The economy of the United States, inflation, and the ramifications for Pakistan

 The high US inflation rate will undoubtedly have an influence on the world.



The US Consumer Price Index (CPI) inflation rate is at 9.1%. The predicted high rate of headline inflation is likely to persist for some time due mainly to supply interruptions brought on by oil and food price hikes as a result of the Ukraine war, even though core inflation, or inflation excluding the prices of oil and food, is lower at roughly 4%. Compared to the first quarter of 2021, when growth was 5.6%, the growth rate in 2022 was only 1.6%. The consensus among economists is that there will be a US economic recession and a global slowdown.
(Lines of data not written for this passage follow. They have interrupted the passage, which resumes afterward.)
PR #1536, opened 2022-09-08
Some fixes for OpenSea, Seaport, LooksRare and X2Y2

hildobby:
Brief comments on the purpose of your changes:

Buyer is sometimes the address of an aggregator, fixed that for OpenSea, Seaport, LooksRare & X2Y2 (This query should ideally always return nothing: https://dune.com/queries/1249102).

Also for LooksRare: fixed sometimes missing `token_standard` and changed NULLs to 0 for royalties/marketplaceplace fees & simplified `number_of_items`.

FYI: Probably needs a full rerun of all those to apply the fixes retroactively :)

*For Dune Engine V2*
I've checked that:
General checks:
* [X] I tested the query on dune.com after compiling the model with dbt compile (compiled queries are written to the target directory)
* [X] I used "refs" to reference other models in this repo and "sources" to reference raw or decoded tables 
* [X] if adding a new model, I added a test
* [X] the filename is unique and ends with .sql
* [X] each sql file is a select statement and has only one view, table or function defined  
* [X] column names are `lowercase_snake_cased`
* [X] if adding a new model, I edited the dbt project YAML file with new directory path for both models and seeds (if applicable)
* [X] if adding a new model, I edited the alter table macro to display new database object (table or view) in UI explorer
* [X] if adding a new materialized table, I edited the optimize table macro

Join logic:
* [X] if joining to base table (i.e. ethereum transactions or traces), I looked to make it an inner join if possible

Incremental logic:
* [X] I used is_incremental & not is_incremental jinja block filters on both base tables and decoded tables
  * [X] where block_time >= date_trunc("day", now() - interval '1 week')
* [X] if joining to base table (i.e. ethereum transactions or traces), I applied join condition where block_time >= date_trunc("day", now() - interval '1 week')
* [X] if joining to prices view, I applied join condition where minute >= date_trunc("day", now() - interval '1 week')

PR #1538, opened 2022-09-09
Remove erc20 join that causes duplicate entries

masquot:
Removed join on erc20 transfers for now as it results in duplication of buy events and duplicate `unique_trade_id` in some cases.

fyi @hildobby an example of a tx that results in duplication is [0x04f019f90a5afea8bdc72dddccdf5f7fb5ec5cdce69877497ad35bdabe07f9c5](https://etherscan.io/tx/0x04f019f90a5afea8bdc72dddccdf5f7fb5ec5cdce69877497ad35bdabe07f9c5#eventlog)

#1536 may very well be affected by this issue also.


soispoke (approved):

soispoke (commented):
lgtm !

PR #1554, opened 2022-09-14
Revert "feat: add ETHW token on trx-tron chain"

aalan3:
Reverts duneanalytics/spellbook#1546

We don't support tron chain and there is no trailing comma on this which is causing problems.


soispoke (approved):

danqing117:
hey, may I know what's wrong with tron chain?

danqing117:
And I would also like to double confirm. Even if ethw is added to prices_tokens.sql file and merged, then if I run `select * from prices.usd where symbol = 'ETHW'`, there will be no results shown?

PR #1563, opened 2022-09-16
Add CoW Protocol Solvers View

gentrexha:
Adding Dune V2 CoW Protocol solvers view

For Dune Engine V2
I've checked that:

- [x] I tested the query on dune.com after compiling the model with dbt compile (compiled queries are written to the target directory)
- [x] I used "refs" to reference other models in this repo and "sources" to reference raw or decoded tables
- [x] if adding a new model, I added a test
- [x] the filename is unique and ends with .sql
- [x] each sql file is a select statement and has only one view, table or function defined
- [x] column names are lowercase_snake_cased


gentrexha:
@bh2smith @soispoke

models/cow_protocol/ethereum/cow_protocol_ethereum_schema.yml
```diff
@@ -0,0 +1 @@
+# Kept here for future use
```
bh2smith, line 1: I am still new to this, but I guess we don't need to define a schema for views? I will be using this file in a follow up PR for the incremental trades table.

dbt_project.yml
```diff
@@ -191,13 +191,18 @@ models:
...
       +materialized: table
       optimism:
         +schema: omv1_optimism
         +materialized: table
+    cow_protocol:
+      +schema: cow_protocol
+      +materialized: view
+      ethereum:
+        +schema: cow_protocol_ethereum
+        +materialized: view
```
bh2smith, line 205: I am not sure how all the labels work just yet, but I was expecting the solvers to be the materialized view... this makes it look like the entire namespace is materialized view... I see that ovm1 uses `+materialized: table` just above and above that is also `+materialized: view`...

models/cow_protocol/ethereum/cow_protocol_ethereum_sources.yml
```diff
@@ -0,0 +1,38 @@
...
+            name: evt_block_time
+            description: "Timestamp for block event time in UTC"
+          - &evt_index
+            name: evt_index
+            description: "Index value of the transaction"
+          - &evt_tx_hash
+            name: evt_tx_hash
+            description: "Primary key of the transaction"
+            tests:
+              - not_null
```
bh2smith, line 29: Does this mean that "tests do exist"? I would have expected this to be a reference to the test file or something.

bh2smith (approved):
The SQL looks good to me, although you may want to link the [PoC Query](https://dune.com/queries/1276806) also in the PR description. I am a total noob with the spellbook configuration files. Probably best to wait on review by @soispoke.

dbt_project.yml
soispoke: In this case, the +materialized: view means all models in these repositories will be views by default (which is usually a good idea). However, it's very easy to materialize specific models as tables/incremental tables within each model in the config JINJA statement

models/cow_protocol/ethereum/cow_protocol_ethereum_schema.yml
soispoke: We always need a schema, even for views. This is quite important, since it's also used to generate spellbook documentation. Pls make sure to include column names, descriptions, tags, metadata, etc... here

models/cow_protocol/ethereum/cow_protocol_ethereum_sources.yml
soispoke: Here this means that a test has been set up to check if evt_tx_hash column values are not NULL. It'll fail if that's the case

soispoke (changes requested):
thanks for your submission @gentrexha and @bh2smith

gentrexha:
> In this case, the +materialized: view means all models in these repositories will be views by default (which is usually a good idea). However, it's very easy to materialize specific models as tables/incremental tables within each model in the config JINJA statement

Does the one in the model config overwrite the general one?

dbt_project.yml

In terms of growth, exports, employment, and the value of their currencies, these developments will have an impact on economies all around the world, but particularly on those in developing countries. Let's now examine the dollar-rupee parity.

 

The elevated US inflation rate will undoubtedly have an effect on other countries, especially less developed economies like Pakistan which are heavily dependent on the US economy for their exports and their currency. The US Federal Reserve raised interest rates to about 2% to curb inflation and calm the economy. Until inflation is reduced to at least 4%, this growth is likely to persist. Although the Fed intends to keep inflation at 2% in theory, in fact, 4% is the acceptable norm, as it was in the 1980s under President Reagan when it had reached levels of 11–12%.

 

The United States' rising interest rates increase the profitability of investments in treasury bills and bonds, which boosts the value of the dollar relative to other currencies. The US dollar has increased in value relative to the euro in recent months, rising from 0.98 to 1.20, an increase of around 12%. The Pakistani rupee's value has decreased since it is pegged to the US dollar, although other factors have contributed to this decline as well. The rupee has lost over 36% of its value against the dollar in recent months. Out of this, almost 12% of the rupee's decline can be attributed to the strengthening dollar.

 

The high current account deficit, primarily brought on by high food and oil prices, particularly as a result of supply disruptions, low exports, the depletion of our reserves as a result of a foreign exchange cash flow imbalance, the uncertainty surrounding the resumption of the IMF assistance package, and political unrest are some additional factors that have contributed to the rupee's decline. The strengthening of the dollar due to an increase in interest rates in the USA will still have an impact on the value of our currency, even if these other factors get better. Due to severe import restrictions and increased possibilities of an IMF package renewal by the end of August, the rupee has recently recovered to roughly Rs218 from as high as Rs239 to the dollar two weeks ago.

 

The high rate of domestic inflation, which is mostly the result of increased import costs, has also led to a decline in the rupee's dollar parity. Although the State Bank's raising of the interest rate may raise the profitability of government treasury bills and bonds, the economy's inherent unpredictability deters outside investment in bills, bonds, or equities. Under normal circumstances, this could have lessened the rupee's negative pressures, but given the dreadful external situation, which is made worse by the large budget deficit, this redeeming component does not have the desired impact. We have, over the years, more or less, been pursuing a policy of a managed float, regulating the price of the US dollar to keep it in a certain bandwidth as opposed to the free float of the dollar price mandated under the ongoing IMF agreement, letting the price to be determined by the market forces of demand and supply. The main reasons for doing this were to prevent and safeguard the economy and consumers from high inflation rates and to encourage investment by maintaining a low-interest rate.

 

Such a financial policy is typically pursued by economies that are rising or that are relatively weaker. India has long followed this strategy, while China rigidly keeps the Yaun rate within a reasonable range about other currencies to maintain the competitiveness of its exports on the global market, maintain strong growth rates, and firmly control internal inflation. Mahathir Mohammad of Malaysia resisted pressure from the outside during the East Asian financial crisis of the 2000s to weaken the ringgit. Following such a program could cause foreign exchange reserves to be depleted; if imports vastly outpace exports, this could cause a current account crisis and reserve collapse. Developing nations struggle to strike a balance between the risk of a currency crisis and employment, low inflation, and economic progress. The recurring boom-bust cycle must therefore be ended on a sustained basis, which is frequently recommended by deep economic structural reforms.

 

In the end, a nation's currency value is determined by the health of its economy and the resilience of its democratic system. This includes the degree of productivity in the industrial, agricultural, and service sectors as well as their revenues, exports, employment rates, infrastructure, information technology, and the roles of women in society and the economy. Political parties, aggressive government, a strong and free press, and a mature legal system all play important roles in the political realm.

 

While these must continue to be the long-term goals of our economic development and human growth, the short-term effects of the fluctuating inflation and interest rates in the USA will still be felt domestically in this country. Only genuine economic independence and viability will be able to protect our currency from negative external pressure.